Reproduce, with no changes, the line that contains "price actually updates" and all the lines that come after it in the records.
[SUPPLIED MATERIAL]
PR #78, opened 2026-05-24
fix(android): wire pull-to-refresh to fetch live price, style spinner

DevAnuragT:
## Summary

 Pull-to-refresh on the home screen was broken — it called `refreshBalances()` but never fetched a live price, and the spinner was hardcoded to `isRefreshing = false` so it never showed.

  ## Changes

  - `HomeScreen.kt`: Added `isRefreshing` state that tracks the refresh lifecycle
  - `HomeScreen.kt`: Added `priceService.fetchPrice()` to pull-to-refresh so the price actually updates
  - `HomeScreen.kt`: Added 500ms minimum spinner duration to prevent flash on instant fetches
  - `HomeScreen.kt`: Styled spinner with `PullToRefreshDefaults.Indicator` using primary color

  ## Test plan

  - [x] Pull down on home screen — spinner appears, price updates
  - [x] Spinner uses app theme colors


toneloc:
This required careful testing. Thank you!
[/SUPPLIED MATERIAL]
- **WRITTEN RESPONSE**
  - `HomeScreen.kt`: Added `priceService.fetchPrice()` to pull-to-refresh so the price actually updates
  - `HomeScreen.kt`: Added 500ms minimum spinner duration to prevent flash on instant fetches
  - `HomeScreen.kt`: Styled spinner with `PullToRefreshDefaults.Indicator` using primary color

  ## Test plan

  - [x] Pull down on home screen — spinner appears, price updates
  - [x] Spinner uses app theme colors


toneloc:
This required careful testing. Thank you!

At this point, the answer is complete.